How is your "confidence" right now? I'd say probably feeling pretty stupid. I hear feet taste good because right now you have both of your in your mouth.


----------



## Former Yellow Driver (Sep 5, 2014)

Wow @Sassypants .....over react much?


----------



## elelegido (Sep 24, 2014)

Sassypants said:


> I'm an attractive female


I'm an unattractive male



> Whose hip


My teenage son is embarrassed to be seen in public with me



> and urban


I'm a country bumpkin...



> and fits their demographic


I can suggest where they can put their millenial iced lattes / frapuccinos

And yet I passed. I'd say that the mentor didn't like your driving. Don't sweat it though, they have no training in driving assessment.


----------



## Sassypants (Oct 22, 2014)

@Former Yellow Driver 
uh, no not really. This dude (or dudette, I don't know) basically insomuch tells me that it was because of my driving record that my Lyft was denied, and even claims "with confidence" that that was the case! But didn't even both to familiarize themselves with the details or the timeline as to be able to make a completely informed statement on the thing.

And by the way, wow! Passive aggressive much?


----------



## Sassypants (Oct 22, 2014)

@elelegido
I would say that is probably the case although I will likely never know.


----------



## josolo (Sep 27, 2014)

Sassypants said:


> Actually, you're wrong. .....


Wow. Take a breath.

So sorry. I really didn't mean to offend you. I was just giving you my honest opinion. Regardless of whether red light violations are moving violations where you live, or the time line of things, (no, I'm not going to turn this into a research project) all the stuff I mentioned are just things they take into account.

When I was in my 20's, well, I got arrested at least 25 times before my 20th birthday, and I didn't even get my license until I was 18. I got every ticket there is to get from speeding to failure to register to evading to drunken pedestrian. I've had my license suspended. One time when I went down to pay a fine, I got arrested at the desk where you pay them. I got 3 DUI's, and the last two while the first one was pending. ...and that's not even the tip of the iceburg. I'm not judging you. All that was over 30 years ago. Now I'm an old fart and my record is spotless for the entire seven years back.

And if it makes you feel any better, I've been picked on here at the forum plenty too.
In fact I was shocked to see everybody chime in on your snarky reply. (snicker)

...but don't let it get to you.

Just consider yourself having been baptized by fire and carry on.
You'll probably find out that you there's alot of good in these guys despite their (our?) tendency to play too rough sometimes.
It is the internet, afterall.

http://en.wikipedia.org/wiki/Moving_violation#Examples_of_moving_violations


----------



## Sassypants (Oct 22, 2014)

@josolo No harm, no foul. Thanks for the kind response.

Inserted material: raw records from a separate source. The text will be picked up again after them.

PR #49, opened 2019-04-13
Allow field renames

tomtoday:
Valid JSON property names are not always valid Go identifiers. A common example is a property name that starts with a number. This cannot be turned into a field in the Go struct generated by this tool.
With this change you can supply key value pairs to rename JSON property names to something that is a valid Go identifier. For example if you had a property name in your JSONschema file called `"16_9"` you could call go generate like this:
```
//go:generate jstransform -renameFields 16_9=SixteenByNine /path/to/the/schema.json
```


generate/generate.go
```diff
@@ -310,22 +322,27 @@ func (gen *generatedStruct) write(w io.Writer) error {
...
 		f := &extractedField{jsonName: tree[0], jsonType: "object", name: exportedName(tree[0]), fields: make(map[string]*extractedField)}
 		fields[tree[0]] = f
-		if err := addField(f.fields, tree[1:], inst); err != nil {
+		if err := addField(f.fields, tree[1:], inst, fieldRenameMap); err != nil {
 			return fmt.Errorf("failed field %q: %v", tree[0], err)
 		}
 		return nil
 	}
 
+	fieldName := fieldRenameMap[tree[0]]
```
abaehre: is there an instance where tree will have a length of 0?

tomtoday: Good question, I'll see if I can demonstrate that.

abaehre: Thanks Tom

generate/generate.go
```diff
@@ -41,8 +46,12 @@ func BuildStructs(schemaPath string, outputDir string, useMessagePack bool) erro
 //
 // The nameMap allows specifying the type name of the structure for each JSON file.
 //
+// The fieldNameMap is used to provide alternate names for fields in the resulting structs.
+// The property names in the JSON tags for these structs remains the same as supplied.
+// This can be used to accommodate names that are valid JSON but not valid Go identifiers
+//
 // NOTE: If oneOf/allOf entries exist than any JSON schema instances in the root schema file will be skipped.
-func BuildStructsRename(schemaPath string, outputDir string, useMessagePack bool, nameMap map[string]string) error {
+func BuildStructsRenameFields(schemaPath string, outputDir string, useMessagePack bool, nameMap map[string]string, fieldNameMap map[string]string) error {
```
tkuhlman: This function now has 5 arguments. Have we reached the point where we should have struct for the arguments rather than continuing to make the function signature larger?

main.go
```diff
@@ -35,17 +37,20 @@ func (mf *mapFlags) Set(value string) error {
...
+	flag.Var(&renameFields, "renameFields", "Override generated name of structure; use '-renameFields old=new'.")
 	flag.BoolVar(&useMessagePack, "msgp", false, "generate MessagePack serialization methods")
 
 	flag.Parse()
 
 	args := flag.Args()
 
 	if len(args) < 1 {
-		fmt.Printf("Usage: %s [-msgp] <JSON Schema Path> [output directory]\n", path.Base(os.Args[0]))
+		fmt.Printf("Usage: %s [-msgp] [-rename[ [-renameFields] <JSON Schema Path> [output directory]\n", path.Base(os.Args[0]))
```
tkuhlman: `[-rename[` should be `[-rename]` maybe even `[-rename k=v]` to indicate that a value must follow it. Also FWIW the pflag package here supports flag.StringArrayVar which may be more appropriate here to allow multiple options.

tomtoday: Thanks, I can fix that

generate/generate.go
tomtoday: I'll see what I can do

main.go
tomtoday: adding pflag (https://github.com/spf13/pflag) can be done in another PR, later.

PR #50, opened 2019-05-06
APIS-2601 add xml transform functionality 

jstorer:


paas-api-pr-manager:

* [APIS-2601](https://jira.gannett.com/browse/APIS-2601): Add POC for XPath Sports-Aggregator parsing to JSTransform
```
Add the Proof of concepts from APIS-2600 and APIS-2538 to the jstransform library.

Look into how the code can interface with already existing jstransform functionality.

AC - 
POCs have been added to jstransform
```

transform/transformer.go
```diff
@@ -114,6 +182,29 @@ func (tr *Transformer) findParent(path string) (instanceTransformer, error) {
 	return parent, nil
 }
 
+// findParent walks the instanceTransformer tree to find the parent of the given path
+func (tr *TransformerXML) findParent(path string) (instanceTransformer, error) {
```
ahornerr: Very interesting. I hope this works well.

transform/utils.go
```diff
@@ -84,6 +85,9 @@ func convertBoolean(raw interface{}) (interface{}, error) {
 		return t > 0, nil
 	case nil:
 		return nil, nil
+	case []*xmlquery.Node:
+		node := raw.([]*xmlquery.Node)
```
ahornerr: Don't need to type assert here if you do the switch/case trick

transform/utils.go
```diff
@@ -109,6 +113,15 @@ func convertNumber(raw interface{}) (interface{}, error) {
 		return nil, fmt.Errorf("failed to convert string %q to number", t)
 	case int, float32, float64:
 		return raw, nil
+	case []*xmlquery.Node:
+		node := raw.([]*xmlquery.Node)
```
ahornerr: Same as above

transform/utils.go
```diff
@@ -125,6 +138,9 @@ func convertDateTime(raw interface{}) (interface{}, error) {
 		return time.Unix(int64(t), 0).UTC(), nil
 	case float64:
 		return time.Unix(int64(t), 0).UTC(), nil
+	case []*xmlquery.Node:
+		node := raw.([]*xmlquery.Node)
```
ahornerr: Same as above

transform/utils.go
```diff
@@ -145,6 +161,9 @@ func convertString(raw interface{}) (interface{}, error) {
 		return strconv.FormatFloat(t64, 'f', -1, 32), nil
 	case float64:
 		return strconv.FormatFloat(t, 'f', -1, 64), nil
+	case []*xmlquery.Node:
+		node := raw.([]*xmlquery.Node)
```
ahornerr: Same as above

transform/operations.go
```diff
@@ -204,12 +205,18 @@ func (s *split) init(args map[string]string) error {
...
-	in, ok := raw.(string)
-	if !ok {
-		return nil, errors.New("split only supports strings")
+	var stringToSplit string
+
+	switch t := raw.(type) {
+	case []*xmlquery.Node:
+		stringToSplit = t[0].InnerText()
+	case string:
+		stringToSplit = raw.(string)
```
ahornerr: You can use `t` here instead of type asserting to a string

transform/transformer.go
```diff
@@ -114,6 +189,29 @@ func (tr *Transformer) findParent(path string) (instanceTransformer, error) {
...
```
tkuhlman: This looks identical to the one from the JSON transformer. Unless I'm missing something looks like you could make a generic function that passes in tr.root and returns a parent.

transform/instance.go
```diff
@@ -332,12 +367,15 @@ func (st *scalarTransformer) transform(in interface{}, modifier pathModifier) (i
...
-	if err == nil {
-		newValue, err := convert(rawValue, st.jsonType)
-		// if there is a conversion error fall through to the default
-		if newValue != nil {
-			return newValue, err
+	//an xmlNode will never have a JSONPath value
+	if _, isXmlNode := in.(*xmlquery.Node); !isXmlNode {
+		rawValue, err := jsonpath.Get(path, in)
+		if err == nil {
+			newValue, err := convert(rawValue, st.jsonType)
```
abaehre: do we want to do anything with this error?

abaehre: and we can probs combine lines here.

transform/transformer.go
```diff
@@ -146,6 +244,38 @@ func (tr *Transformer) walker(path string, value json.RawMessage) error {
 	return nil
 }
 
+// walker is a WalkFunc for the Transformer which builds an representation of the fields and transforms in the schema.
+// This is later used to do the actual transform for incoming data
+func (tr *TransformerXML) walker(path string, value json.RawMessage) error {
```
tkuhlman: Also looking nearly identical, maybe the thing to do is to combine the transformers adding a field that says if the input is XML or JSON and then just pass that down to the new*Transformer functions.

transform/operations.go
```diff
@@ -204,12 +205,18 @@ func (s *split) init(args map[string]string) error {
...
 
 func (s *split) transform(raw interface{}) (interface{}, error) {
-	in, ok := raw.(string)
-	if !ok {
-		return nil, errors.New("split only supports strings")
+	var stringToSplit string
+
+	switch t := raw.(type) {
+	case []*xmlquery.Node:
+		stringToSplit = t[0].InnerText()
```
abaehre: length check?

transform/transformer_test.go
```diff
@@ -426,6 +427,100 @@ func TestTransformer(t *testing.T) {
 	}
 }
 
+func TestNewTransformerXML(t *testing.T) {
```
tkuhlman: Yah Tests!

transform/utils.go
```diff
@@ -84,6 +85,8 @@ func convertBoolean(raw interface{}) (interface{}, error) {
 		return t > 0, nil
 	case nil:
 		return nil, nil
+	case []*xmlquery.Node:
+		return strconv.ParseBool(t[0].InnerText())
```
tkuhlman: I think this should happen before calling the utils, ie the `t[0].InnerText()` part. At the least if it stays this way you will need to expand the unit tests for conversion.

transform/transform.go
```diff
@@ -32,11 +33,13 @@ type transformOperationJSON struct {
 type transformInstruction struct {
 	// For JSONPath format see http://goessner.net/articles/JsonPath/
 	jsonPath   string
+	xmlPath    string
 	Operations []transformOperation `json:"operations"`
 }
 
 type transformInstructionJSON struct {
 	JsonPath   string                   `json:"jsonPath"`
+	XmlPath    string                   `json:"xmlPath"`
```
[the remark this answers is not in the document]
abaehre: and JSONPath?

transform/transformer.go
ahornerr: I like this idea

transform/transform.go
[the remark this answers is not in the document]
tkuhlman: oh yeah that should have been JSONPath, don't look at the git blame on that one.

transform/instance.go
```diff
@@ -32,18 +33,19 @@ type instanceTransformer interface {
...
+// in both cases the output will be JSON
 type arrayTransformer struct {
 	childTransformer instanceTransformer
 	defaultValue     []interface{}
 	jsonPath         string
 	transforms       *transformInstructions
 }
 
-func newArrayTransformer(path, transformIdentifier string, raw json.RawMessage) (*arrayTransformer, error) {
+func newArrayTransformer(path, transformIdentifier string, raw json.RawMessage, _ string) (*arrayTransformer, error) {
```
tkuhlman: Hmm, I was thinking if you set the type into the arrayTransformer struct here you don't have to pass it in for other functions just in the new part.

transform/instance.go
```diff
@@ -344,3 +444,39 @@ func (st *scalarTransformer) transform(in interface{}, modifier pathModifier) (i
...
+		}
+	}
+
+	// 2. Fall back to the JSON Schema default value.
+	return st.defaultValue, nil
+}
+
+// transform routes to the correct scalar transform type
+func (st *scalarTransformer) transform(in interface{}, modifier pathModifier, transformType string) (interface{}, error) {
+	if transformType == "json" {
```
tkuhlman: This is what I was thinking but you had to change transform command to get this to work by adding another argument. I thought it may be simpler to just set the transform type in the newScalarTransform function. Then here it is just like this but `if st.transformType == "json"`

transform/transformer.go
```diff
@@ -27,19 +38,20 @@ type Transformer struct {
...
+	format              inputFormat
 }
 
 // NewTransformer returns a Transformer using the schema given.
 // The transformIdentifier is used to select the appropriate transform section from the schema.
-func NewTransformer(schema *jsonschema.Schema, tranformIdentifier string) (*Transformer, error) {
-	tr := &Transformer{schema: schema, transformIdentifier: tranformIdentifier}
-
+// The format is used to execute the correct transforms ('JSON' or 'XML')
+func NewTransformer(schema *jsonschema.Schema, tranformIdentifier string, format inputFormat) (*Transformer, error) {
```
tkuhlman: This is an exported function and we don't want to do any breaking changes. Basically keep this as is but assume the format is JSON and add a NewXMLTransformer which sets the format to xml. That avoids it being a breaking change.

jstorer: oh makes sense, incoming commit

transform/transform.go
```diff
@@ -27,16 +29,18 @@ type transformOperationJSON struct {
 	Args map[string]string `json:"args"`
 }
 
-// transformInstruction defines a JSONPath for a transform and an optional set of operations to be performed on the
+// transformInstruction defines a JSONPath and XMLPath for a transform and an optional set of operations to be performed on the
 // data from that path.
 type transformInstruction struct {
 	// For JSONPath format see http://goessner.net/articles/JsonPath/
-	jsonPath   string
+	JSONPath   string
```
ahornerr: Looks like these could both be combined into just `path` since you're passing around the format to the transformer

transform/transform.go
```diff
@@ -78,12 +83,53 @@ func (ti *transformInstruction) UnmarshalJSON(data []byte) error {
...
+		return nil, nil
+	}
+	rawValue := xmlNode
+
+	var (
+		value interface{}
+		err   error
+	)
+
+	if len(xmlNode) == 1 {
```
ahornerr: 👍

transform/transform.go
```diff
@@ -78,12 +83,53 @@ func (ti *transformInstruction) UnmarshalJSON(data []byte) error {
...
+		value, err = convert(xmlNode[0].InnerText(), fieldType)
+	} else {
+		value, err = convert(xmlNode, fieldType)
+	}
+
+	if err != nil {
+		// In some cases the conversion is helpful but in others like before a max operation it isn't
+		value = rawValue
```
ahornerr: This seems a little weird to me but i'll allow it.

ahornerr: I guess it makes sense since it's a fallback if the convert method errors

transform/transform.go
```diff
@@ -113,6 +159,20 @@ func (ti *transformInstruction) transform(in interface{}, fieldType string, modi
 	return value, nil
 }
 
+// transform runs the instructions in this object returning the new transformed value or an error if unable to.
+// It handles the logic for finding the value to be transformed and chaining the Operations.
+// It will not error if the value is not found, rather it returns nil for the value.
+// If a conversion or operation fails an error is returned.
+func (ti *transformInstruction) transform(in interface{}, fieldType string, modifier pathModifier, format inputFormat) (interface{}, error) {
```
ahornerr: 👍

transform/transformer.go
```diff
@@ -3,17 +3,28 @@
...
 
+	"github.com/antchfx/xmlquery"
+
 	"github.com/GannettDigital/jstransform/jsonschema"
 
 	"github.com/buger/jsonparser"
 )
 
+// inputFormat denotes the type of transform to perfrom, the options are 'JSON' or 'XML'
+type inputFormat string
```
ahornerr: Cool use of type aliases

transform/transform.go
abaehre: also I think I agree with Anderson's comment

transform/transform.go
```diff
@@ -78,12 +84,53 @@ func (ti *transformInstruction) UnmarshalJSON(data []byte) error {
...
+	node, ok := in.(*xmlquery.Node)
+	if !ok {
+		return nil, errors.New("Error converting input to *xmlquery.Node")
+	}
+
+	xmlNode := xmlquery.Find(node, path)
+	if xmlNode == nil {
+		return nil, nil
+	}
+	rawValue := xmlNode
```
abaehre: actually. Followup question is if that can ever return nil - and I actually see no.

transform/transform.go
```diff
@@ -78,12 +84,53 @@ func (ti *transformInstruction) UnmarshalJSON(data []byte) error {
...
+	if modifier != nil {
+		path = modifier(path)
+	}
+
+	node, ok := in.(*xmlquery.Node)
+	if !ok {
+		return nil, errors.New("Error converting input to *xmlquery.Node")
+	}
+
+	xmlNode := xmlquery.Find(node, path)
```
abaehre: https://github.com/antchfx/xmlquery/blob/master/query.go#L73 <- this worries me. Would it be worth it to add a recover?

transform/transform.go
abaehre: also - we went from private to public. Which is probably also wrong.

transform/transformer.go
```diff
@@ -91,6 +124,33 @@ func (tr *Transformer) Transform(raw json.RawMessage) (json.RawMessage, error) {
 	return out, nil
 }
 
+func (tr *Transformer) xmlTransform(raw []byte) ([]byte, error) {
```
abaehre: this is actually a json.RawMessage

transform/instance.go
```diff
@@ -107,13 +111,58 @@ func (at *arrayTransformer) baseValue(in interface{}, path string, modifier path
...
+func (at *arrayTransformer) baseValueXML(in interface{}, path string, modifier pathModifier) ([]interface{}, bool, error) {
+	// 1. Use a transform if it exists
+	if at.transforms != nil {
+		rawValue, err := at.transforms.transform(in, "array", modifier, at.format)
+		if err != nil {
+			return nil, false, err
+		}
+
+		//if rawValue is an array of xml nodes we need to append them to newValue for return as []interface{}
+		xmlNodeArray, ok := rawValue.([]*xmlquery.Node)
```
abaehre: is this block to just change the underlying type of the interface to `xmlquery.Node`s?

transform/instance.go
```diff
@@ -107,13 +111,58 @@ func (at *arrayTransformer) baseValue(in interface{}, path string, modifier path
...
+	// 2. Fall back to the JSON Schema default value.
+	if at.defaultValue != nil {
+		return at.defaultValue, true, nil
+	}
+	return nil, false, nil
+}
+
+// baseValue routes to the correct arrayTransformer.baseValue format
+func (at *arrayTransformer) baseValue(in interface{}, path string, modifier pathModifier) ([]interface{}, bool, error) {
+	if at.format == jsonInput {
```
abaehre: I seem to ask this question a lot, but is it worth it to create a map for these? a `map[inputFormat]baseValueFunc`? Hypothetically we only will be doing XML and JSON is just a thought

transform/instance.go
```diff
@@ -163,18 +212,72 @@ func (at *arrayTransformer) transform(in interface{}, modifier pathModifier) (in
...
+	if at.childTransformer == nil {
+		return base, nil
+	}
+
+	oldPath := path + "[*]"
+	newArray := make([]interface{}, 0, len(base))
+
+	for i := range base {
+		currentPath := path + fmt.Sprintf("[%d]", i)
+		var childValue interface{}
```
abaehre: why did this get separated from the line below?

transform/transform.go
abaehre: also the comment for XPath is next to the JSONpath one :P

transform/transform.go
```diff
@@ -78,12 +84,53 @@ func (ti *transformInstruction) UnmarshalJSON(data []byte) error {
...
+		value = rawValue
+	}
+	if value == nil {
+		return nil, nil
+	}
+
+	for _, op := range ti.Operations {
+		value, err = op.transform(value)
+		if err != nil {
+			return nil, fmt.Errorf("failed operation on value from JSONPath %q: %v", path, err)
```
abaehre: from XMLPath?

transform/transform.go
abaehre: do we want to add a nil check here? I see one in the other method to save some time on trying to convert nil

PR #54, opened 2019-05-31
APIS-2801 xmltransform handle single element // paths correctly

jstorer:


paas-api-pr-manager:

* [APIS-2801](https://jira.gannett.com/browse/APIS-2801): update XML transform to handle // items with only one element
```
xmltransform is incorrectly handling //paths that only contain one element, a fix should be made.
```

PR #55, opened 2019-06-03
fix bug for grabbing an array of attributes using xPath contains()

jstorer:


valeramaniuk:
LGTM, but what do I know

PR #56, opened 2019-06-06
Allow XML objects to use refs so that items inside object can use a ref with paths relative to the object node

jstorer:


transform/instance_test.go
```diff
@@ -226,6 +226,7 @@ func TestArrayTransform(t *testing.T) {
 				format:   jsonInput,
 				childTransformer: &objectTransformer{
 					jsonPath: "$.otherCrops[*][*]",
+					format:   jsonInput,
```
ahornerr: Is there a similar test for XML?

transform/instance.go
```diff
@@ -367,6 +367,76 @@ func (ot *objectTransformer) transform(in interface{}, modifier pathModifier) (i
...
+	}
+	var newValue map[string]interface{}
+
+	// For the object use a transform if it exists or the default or an empty map
+	if ot.transforms != nil {
+		rawValue, err := ot.transforms.transform(in, "object", modifier, ot.format)
+		if err != nil {
+			return nil, err
+		}
+		newValue = make(map[string]interface{})
```
ahornerr: I'm not sure this needs to be defined here, the code in lines 400-406 seems to take care of it

jstorer: good call

transform/instance_test.go
jstorer: off handedly its covered in the transformer_test.go , but maybe it would be worth building some explicitly in here as well

transform.adoc
```diff
@@ -37,7 +37,7 @@ The transform object has the following properties:
 
 - The jsonPath selector is an identifier of the location of the _input_ path. All paths should start with the root object `$`. The exception here is for an Array of objects, where the relative `@` operator should be used on the leaf objects to signify the location is relative to the parent transform (more on this below)
 
-- The xPath selector is an identifier of the location of the _input_ path. All paths should start with the root object `/`. The exception here is for an Array of objects, where `//` can be used to select a node and all of its descendants. The xPath inside the array can then be relative to this node.
+- The xPath selector is an identifier of the location of the _input_ path. All paths should start with the root object `/`. The exception here is for an Array of objects, where `//` can be used to select a node and all of its descendants. The xPath inside the array can then be relative to this node. An object can also use an xPath that will result in the selection of a node in which the fields inside the object will be able to be referenced relative the base object's node.
```
tkuhlman: Maybe rather than `All paths should start with the root object` it is time to say something like `Many paths will start with the root object '/' but items in arrays and objects can be relative. . . .`

transform/instance.go
```diff
@@ -317,7 +317,7 @@ func (ot *objectTransformer) selectChild(key string) instanceTransformer { retur
 
 // transform retrieves the value for this object by building the value for the base object and then adding in any
```
tkuhlman: You changed the function name but need to fix up the godocs to match, this is true for all xml and updated transform function as well.

transform/instance.go
```diff
@@ -367,6 +367,75 @@ func (ot *objectTransformer) transform(in interface{}, modifier pathModifier) (i
...
+		case []*xmlquery.Node:
+			if len(v) > 0 {
+				in = v[0]
+			}
+		default:
+			return nil, errors.New("non xml node returned from object transform")
+		}
+	}
+
+	if newValue == nil {
```
tkuhlman: Looks like newValue is always nil since it was just defined up above. I would drop the if statement and consider bring the variable definition here since it isn't used until this point.

transform/instance.go
```diff
@@ -367,6 +367,75 @@ func (ot *objectTransformer) transform(in interface{}, modifier pathModifier) (i
...
+
+	// For the object use a transform if it exists or the default or an empty map
+	if ot.transforms != nil {
+		rawValue, err := ot.transforms.transform(in, "object", modifier, ot.format)
+		if err != nil {
+			return nil, err
+		}
+
+		switch v := rawValue.(type) {
+		case *xmlquery.Node:
```
tkuhlman: In the array transformer it works not by redefining `in` but by making a path modifier that is passed to all the children. The path modifier then only modifies relative paths. If I'm remembering the value of in correctly doesn't changing it out at this point break the possibility non-relative paths on transforms within the object? To state it another way if one of the fields in the object had a transform that should pull from another path then that path won't be found right?

If that is right then I think we need to first ask if that use case is needed and if it isn't document that anytime you specify a transform on an object all child transforms must be relative.

jstorer: i have documented the limitations and will make a ticket to revisit possibly resolving this in the future. As it stands now if an xmlPath is declared on an object all paths inside that object must be relative to the initial declared path, so things above the level of the declared path of the object will be inaccessible inside the object. I believe all SDI use cases will be covered as is.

I am not arguing that Lyft likely might take all those things into consideration, however, at the time that I did my Lyft mentor drive, there was none OF those things in existence really for them to TAKE into consideration. Like I mentioned, the accident didn't happen until way WAY after, and even if it fit in the same time line, I wasn't issued any citations, and insurance has not been even brought in to this yet. So that's moot.

The ONE _kindof _valid red light violation was the only red light violation I had at the time, because the other one was contested and basically doesn't exist anymore. But it isn't even considered a moving violation, but an administrative violation, similar to parking tickets, and because it doesn't affect the points on my license, it also doesn't go onto my driving record either, only moving violations do, so that wouldn't even show up on my driving record. So unless they are denying people to drive for them because of parking tickets, basically these bullshit red light violation camera tickets aren't really relevant. I mean, maybe if I had 20 of them in a month's time frame. But I would figure I'd be more in trouble for not paying for all those unpaid tickets and it affecting my license, more than the thing itself. These camera citations are an absolute joke here.

The only thing on my actual driving record at the time of my ride was one speeding ticket, for 11 miles over. Pretty much, that's it. And I can't possibly imagine that Lyft denies anyone whose ever had a minor speeding ticket or there would be far less people on the road driving right now!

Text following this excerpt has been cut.